§ WHAT THE TASK REQUIRES
Set down the material again. Keep every line exactly as it is.

§ RECORDS FOR PROCESSING

PR #1896, opened 2022-10-12
Add missing translations in version 7.4 pt-BR

lucaszc:
Add missing keywords, and correct translations in pt-BR


tdonohue (approved):
👍 Thanks for the updates @lucaszc !  I gave this a quick test to ensure the new keys are working and they appear to be.

PR #1910, opened 2022-10-18
Update pt-BR to replace ficheiro (pt-PT)

lucaszc:
Ficheiro is used only in pt-PT in pt-BR is used arquivo


tdonohue (approved):
👍 Thanks @lucaszc !  Merging this immediately as this are just small textual replacements in the translation file.

PR #1940, opened 2022-11-01
Add: Ukrainian translation

AndrukhivAndriy:
Add: Ukrainian translation. Tested on v7.4 . Together to victory against the russian invasion


tdonohue (approved):
👍 Thank you @AndrukhivAndriy !  (And apologies for the delay in reviewing this work)   I've verified that this translation file works properly in DSpace 7, and did a very quick verification (using Google Translate) that the translations themselves look reasonable.  I'll merge this immediately and follow it up with a small PR to enable this Ukrainian language option by default.

PR #1978, opened 2022-12-01
Edit bitstream annotation metadata

mspalti:
## References
* Requires DSpace/DSpace#8595 

## Description
Adds IIIF Image Annotation field to the edit bitstream page. The metadata field is used by the backend annotation service to provide image annotations that can be viewed in IIIF viewers, including Mirador.

## Instructions for Reviewers

List of changes in this PR:
* Added form element to `edit-bitstream-page.component`.
* Minor additions to the mirador `index.js` file that can be used to configure annotation behavior in the viewer.

This PR can be used when testing DSpace/DSpace#8595. Edit a bitstream add IIIF annotations to the "IIIF Image Annotations" field (note that IIIF must be enabled for the Item). You should see these results in Mirador when viewing the Item. 

- If the annotations are valid IIIF Presentation API version 2.1.1 or 3 annotations, the mirador viewer will add an annotations icon to the left panel. 
- The icon should include an orange dot, indicating annotations are present. 
- If the annotations were created specifically for the image you are viewing, you should see sections of the image highlighted. 

This snippet might also be useful in testing. It's an IIIF Presentation API v3 AnnotationPage for a specific image in my test environment. It will mostly work in a different test environment. However, image highlights will not appear in the viewer because the canvas "id" and the coordinates are specific to this image. 

`{"id":"localStorage://?canvasId= http://localhost:8080/server/iiif/3017920a-6d27-4536-9915-10fd70e92948/canvas/c0","items":[{"body":{"type":"TextualBody","value":"<p><b>Test Annotation</b></p>\n<p>Test annotation body.</p>"},"id":"998994af-93ab-48c6-a8ae-63672658b16d","motivation":"commenting","target":{"source":"http://localhost:8080/server/iiif/3017920a-6d27-4536-9915-10fd70e92948/canvas/c0","selector":[{"type":"FragmentSelector","value":"xywh=304,612,1194,2011"}]},"type":"Annotation"}],"type":"AnnotationPage"}`

## Checklist


mspalti:
https://github.com/DSpace/DSpace/pull/8595 is being refactored to avoid using a metadata field for the Json annotation.

mspalti:
This PR needs to be changed to support annotation file uploads, rather than the current approach of just adding JSON to a bitstream metadata field. I'm happy to make the changes to this PR for the 7.5 release. 

Essentially, we need to have a new upload component that appears with the iiif options on the bitstream page. Upon upload, the component will add the annotation file to the correct bundle using the bitstream uuid as the filename.  e.g. `eb12635a-2682-413b-8c18-ec35c05badac.json` If an annotation file already exists for the bitstream, the file should be listed with an option to delete.

mspalti:
@tdonohue please feel free to move this to the 7.6 release project whenever you're ready. The annotation work is taking a different direction per @abollini's suggestion and hopefully we can get it added in the next release.

tdonohue:
@mspalti : I'll move both PRs to 7.6 then.  Thanks for the note!

tdonohue:
Per a decision in DSpace Steering (and as announced in last DSpace DevMtg), I'm moving this (and DSpace/DSpace#8595) to the 8.0 board. Steering has limited 7.6 to only features which provide "feature parity/compatibility" with 6.x. Even though this will move to the 8.0 board, our goal is to move all existing pre-8.0 features forward as soon as 7.6 development is finishing (as 7.6 will be the last 7.x release allowing new features).

mspalti:
Hi @tdonohue, I anticipated that this would get moved to v8.0 and that makes sense. The work on this version of the code is complete now. For now, I'll add some screenshots and commentary so this will make sense when we return to it.

mspalti:
I chose to incorporate the annotation upload feature into the bitstream edit page.  To add annotation file:

1. Open the bitstream edit page
2. Choose the IIIF annotation upload button
3. Upload the file.
4. The IIIF annotation button changes to show that an annotation exists for this image

You can later (or immediately) delete the annotation file

1. Open the bitstream edit page
2. Choose the IIIF annotation button
3. Delete the file
4. The IIIF annotation button changes to show the upload option
5. Upload a new file if necessary ....

This is what happens behind the scene:

1. If no annotation bundle exists, one is created
2. The uploaded image is added to the annotations bundle; the file is named _<parent.bitstream.uuid>.json_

§ RESPONSE TO THIS EXERCISE
PR #1896, opened 2022-10-12
Add missing translations in version 7.4 pt-BR

lucaszc:
Add missing keywords, and correct translations in pt-BR


tdonohue (approved):
👍 Thanks for the updates @lucaszc !  I gave this a quick test to ensure the new keys are working and they appear to be.

PR #1910, opened 2022-10-18
Update pt-BR to replace ficheiro (pt-PT)

lucaszc:
Ficheiro is used only in pt-PT in pt-BR is used arquivo


tdonohue (approved):
👍 Thanks @lucaszc !  Merging this immediately as this are just small textual replacements in the translation file.

PR #1940, opened 2022-11-01
Add: Ukrainian translation

AndrukhivAndriy:
Add: Ukrainian translation. Tested on v7.4 . Together to victory against the russian invasion


tdonohue (approved):
👍 Thank you @AndrukhivAndriy !  (And apologies for the delay in reviewing this work)   I've verified that this translation file works properly in DSpace 7, and did a very quick verification (using Google Translate) that the translations themselves look reasonable.  I'll merge this immediately and follow it up with a small PR to enable this Ukrainian language option by default.

PR #1978, opened 2022-12-01
Edit bitstream annotation metadata

mspalti:
## References
* Requires DSpace/DSpace#8595 

## Description
Adds IIIF Image Annotation field to the edit bitstream page. The metadata field is used by the backend annotation service to provide image annotations that can be viewed in IIIF viewers, including Mirador.

## Instructions for Reviewers

List of changes in this PR:
* Added form element to `edit-bitstream-page.component`.
* Minor additions to the mirador `index.js` file that can be used to configure annotation behavior in the viewer.

This PR can be used when testing DSpace/DSpace#8595. Edit a bitstream add IIIF annotations to the "IIIF Image Annotations" field (note that IIIF must be enabled for the Item). You should see these results in Mirador when viewing the Item. 

- If the annotations are valid IIIF Presentation API version 2.1.1 or 3 annotations, the mirador viewer will add an annotations icon to the left panel. 
- The icon should include an orange dot, indicating annotations are present. 
- If the annotations were created specifically for the image you are viewing, you should see sections of the image highlighted. 

This snippet might also be useful in testing. It's an IIIF Presentation API v3 AnnotationPage for a specific image in my test environment. It will mostly work in a different test environment. However, image highlights will not appear in the viewer because the canvas "id" and the coordinates are specific to this image. 

`{"id":"localStorage://?canvasId= http://localhost:8080/server/iiif/3017920a-6d27-4536-9915-10fd70e92948/canvas/c0","items":[{"body":{"type":"TextualBody","value":"<p><b>Test Annotation</b></p>\n<p>Test annotation body.</p>"},"id":"998994af-93ab-48c6-a8ae-63672658b16d","motivation":"commenting","target":{"source":"http://localhost:8080/server/iiif/3017920a-6d27-4536-9915-10fd70e92948/canvas/c0","selector":[{"type":"FragmentSelector","value":"xywh=304,612,1194,2011"}]},"type":"Annotation"}],"type":"AnnotationPage"}`

## Checklist


mspalti:
https://github.com/DSpace/DSpace/pull/8595 is being refactored to avoid using a metadata field for the Json annotation.

mspalti:
This PR needs to be changed to support annotation file uploads, rather than the current approach of just adding JSON to a bitstream metadata field. I'm happy to make the changes to this PR for the 7.5 release. 

Essentially, we need to have a new upload component that appears with the iiif options on the bitstream page. Upon upload, the component will add the annotation file to the correct bundle using the bitstream uuid as the filename.  e.g. `eb12635a-2682-413b-8c18-ec35c05badac.json` If an annotation file already exists for the bitstream, the file should be listed with an option to delete.

mspalti:
@tdonohue please feel free to move this to the 7.6 release project whenever you're ready. The annotation work is taking a different direction per @abollini's suggestion and hopefully we can get it added in the next release.

tdonohue:
@mspalti : I'll move both PRs to 7.6 then.  Thanks for the note!

tdonohue:
Per a decision in DSpace Steering (and as announced in last DSpace DevMtg), I'm moving this (and DSpace/DSpace#8595) to the 8.0 board. Steering has limited 7.6 to only features which provide "feature parity/compatibility" with 6.x. Even though this will move to the 8.0 board, our goal is to move all existing pre-8.0 features forward as soon as 7.6 development is finishing (as 7.6 will be the last 7.x release allowing new features).

mspalti:
Hi @tdonohue, I anticipated that this would get moved to v8.0 and that makes sense. The work on this version of the code is complete now. For now, I'll add some screenshots and commentary so this will make sense when we return to it.

mspalti:
I chose to incorporate the annotation upload feature into the bitstream edit page.  To add annotation file:

1. Open the bitstream edit page
2. Choose the IIIF annotation upload button
3. Upload the file.
4. The IIIF annotation button changes to show that an annotation exists for this image

You can later (or immediately) delete the annotation file

1. Open the bitstream edit page
2. Choose the IIIF annotation button
3. Delete the file
4. The IIIF annotation button changes to show the upload option
5. Upload a new file if necessary ....

This is what happens behind the scene:

1. If no annotation bundle exists, one is created
2. The uploaded image is added to the annotations bundle; the file is named _<parent.bitstream.uuid>.json_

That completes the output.